Stored data
- - - - - - -

PR #884, opened 2026-06-06
Add camera "follow tool" mode to the 3D visualizer

lykowdk:
A crosshair toggle (next to lite-mode) pan-follows the toolhead, keeping it centered while preserving the user's viewing angle and zoom. It eases smoothly toward the tool each animation frame (rAF loop, decoupled from the choppy status-report rate) and turns itself off when the user drags the view.

- index.tsx: followTool state (persisted via WidgetConfig) + camera.toggleFollowTool
- Visualizer.jsx: startCameraFollow() rAF easing loop; follow target = workPosition - pivotPoint so it works even when the tool STL model is null; drag-only disable via canvas pointer listeners (click/zoom keep following)
- definitions.ts / PrimaryVisualizer.tsx / VisualizerWrapper.jsx: types, the crosshair toggle button, and prop threading

### DIFF
--- a/src/app/src/features/Visualizer/PrimaryVisualizer.tsx
+++ b/src/app/src/features/Visualizer/PrimaryVisualizer.tsx
@@ -11,7 +11,7 @@ import Rendering from './Rendering';
 import SoftLimitsWarningArea from './SoftLimitsWarningArea';
 import CameraDisplay from './CameraDisplay/CameraDisplay';
 import { WorkspaceSelector } from 'app/features/WorkspaceSelector/index.tsx';
-import { FaFeatherAlt } from 'react-icons/fa';
+import { FaFeatherAlt, FaCrosshairs } from 'react-icons/fa';
 import cx from 'classnames';
 import { Tooltip } from 'app/components/Tooltip';
 import GcodeEditor from './GcodeEditor';
@@ -101,6 +101,7 @@ const PrimaryVisualizer = ({
                         <VisualizerWrapper
                             show={showVisualizer}
                             cameraPosition={cameraPosition}
+                            followTool={state.followTool}
                             ref={visualizerRef}
                             state={state}
                             actions={actions}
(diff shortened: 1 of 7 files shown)


walidkayhan:
We require at least a few unit tests for pull requests now, just to ensure the new logic that is requested to be merged into the master branch is as bulletproof as possible. For this change, adding unit tests for the new function would be necessary. Please add a few to this branch, and I will have a look at it again :)

lykowdk:
Good call — done! I've added 17 unit tests in `src/app/src/features/Visualizer/tests/cameraFollow.test.js`. To make them possible without mounting a full Three.js visualizer, I also extracted the four core methods into a standalone `cameraFollowHelpers.js` module (pure functions that take a context object), with `Visualizer.jsx` delegating to them.

The tests cover:
- `isFollowEnabled` — 6 cases: direct prop, nested `state.followTool`, falsy values, both set
- `getToolScenePosition` — 4 cases: with/without STL model loaded, missing `workPosition` fields, null `workPosition`
- `startCameraFollow` / `stopCameraFollow` — 7 cases: schedules rAF when enabled, no-ops when disabled or already running, cancels correctly, tick self-gates when toggled off mid-frame, tick settles when camera catches up

All 82 suite tests pass (`npm test`).

lykowdk:
The Linux and Raspberry Pi CI failures are **not caused by this PR**.

Both failures are in native module / Docker build infrastructure:

- **Linux** – `node-gyp` failed to rebuild the `usb` C++ addon during `electron-rebuild`, and `icon-tool.js` crashed processing the `.icns` icon. Neither touches any JS/TS code.
- **Pi** – Docker container is missing `libnspr4.so` (a shared library required by Electron), plus the same `icon-tool.js` crash.

This PR only modifies files under `src/app/src/features/Visualizer/` (pure JavaScript/TypeScript/JSX). It cannot affect native module compilation or Docker environment dependencies.

For reference, the most recent CI runs on `master` are all green — the same Linux and Pi jobs pass there — confirming these are transient infrastructure failures, not a regression introduced here.

The newest CI run for this branch is currently `action_required` (awaiting maintainer approval to run CI on a fork PR). Once approved it should pass all four platforms.

kglovern:
This is a baseline functionality in the edge visualizer and no longer required to be merged into Main.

- - - - - - -

* EXERCISE: Would you please transcribe the records above in full and exactly?

* RESPONSE TO THIS EXERCISE:
PR #884, opened 2026-06-06
Add camera "follow tool" mode to the 3D visualizer

lykowdk:
A crosshair toggle (next to lite-mode) pan-follows the toolhead, keeping it centered while preserving the user's viewing angle and zoom. It eases smoothly toward the tool each animation frame (rAF loop, decoupled from the choppy status-report rate) and turns itself off when the user drags the view.

- index.tsx: followTool state (persisted via WidgetConfig) + camera.toggleFollowTool
- Visualizer.jsx: startCameraFollow() rAF easing loop; follow target = workPosition - pivotPoint so it works even when the tool STL model is null; drag-only disable via canvas pointer listeners (click/zoom keep following)
- definitions.ts / PrimaryVisualizer.tsx / VisualizerWrapper.jsx: types, the crosshair toggle button, and prop threading

### DIFF
--- a/src/app/src/features/Visualizer/PrimaryVisualizer.tsx
+++ b/src/app/src/features/Visualizer/PrimaryVisualizer.tsx
@@ -11,7 +11,7 @@ import Rendering from './Rendering';
 import SoftLimitsWarningArea from './SoftLimitsWarningArea';
 import CameraDisplay from './CameraDisplay/CameraDisplay';
 import { WorkspaceSelector } from 'app/features/WorkspaceSelector/index.tsx';
-import { FaFeatherAlt } from 'react-icons/fa';
+import { FaFeatherAlt, FaCrosshairs } from 'react-icons/fa';
 import cx from 'classnames';
 import { Tooltip } from 'app/components/Tooltip';
 import GcodeEditor from './GcodeEditor';
@@ -101,6 +101,7 @@ const PrimaryVisualizer = ({
                         <VisualizerWrapper
                             show={showVisualizer}
                             cameraPosition={cameraPosition}
+                            followTool={state.followTool}
                             ref={visualizerRef}
                             state={state}
                             actions={actions}
(diff shortened: 1 of 7 files shown)


walidkayhan:
We require at least a few unit tests for pull requests now, just to ensure the new logic that is requested to be merged into the master branch is as bulletproof as possible. For this change, adding unit tests for the new function would be necessary. Please add a few to this branch, and I will have a look at it again :)

lykowdk:
Good call — done! I've added 17 unit tests in `src/app/src/features/Visualizer/tests/cameraFollow.test.js`. To make them possible without mounting a full Three.js visualizer, I also extracted the four core methods into a standalone `cameraFollowHelpers.js` module (pure functions that take a context object), with `Visualizer.jsx` delegating to them.

The tests cover:
- `isFollowEnabled` — 6 cases: direct prop, nested `state.followTool`, falsy values, both set
- `getToolScenePosition` — 4 cases: with/without STL model loaded, missing `workPosition` fields, null `workPosition`
- `startCameraFollow` / `stopCameraFollow` — 7 cases: schedules rAF when enabled, no-ops when disabled or already running, cancels correctly, tick self-gates when toggled off mid-frame, tick settles when camera catches up

All 82 suite tests pass (`npm test`).

lykowdk:
The Linux and Raspberry Pi CI failures are **not caused by this PR**.

Both failures are in native module / Docker build infrastructure:

- **Linux** – `node-gyp` failed to rebuild the `usb` C++ addon during `electron-rebuild`, and `icon-tool.js` crashed processing the `.icns` icon. Neither touches any JS/TS code.
- **Pi** – Docker container is missing `libnspr4.so` (a shared library required by Electron), plus the same `icon-tool.js` crash.

This PR only modifies files under `src/app/src/features/Visualizer/` (pure JavaScript/TypeScript/JSX). It cannot affect native module compilation or Docker environment dependencies.

For reference, the most recent CI runs on `master` are all green — the same Linux and Pi jobs pass there — confirming these are transient infrastructure failures, not a regression introduced here.

The newest CI run for this branch is currently `action_required` (awaiting maintainer approval to run CI on a fork PR). Once approved it should pass all four platforms.

kglovern:
This is a baseline functionality in the edge visualizer and no longer required to be merged into Main.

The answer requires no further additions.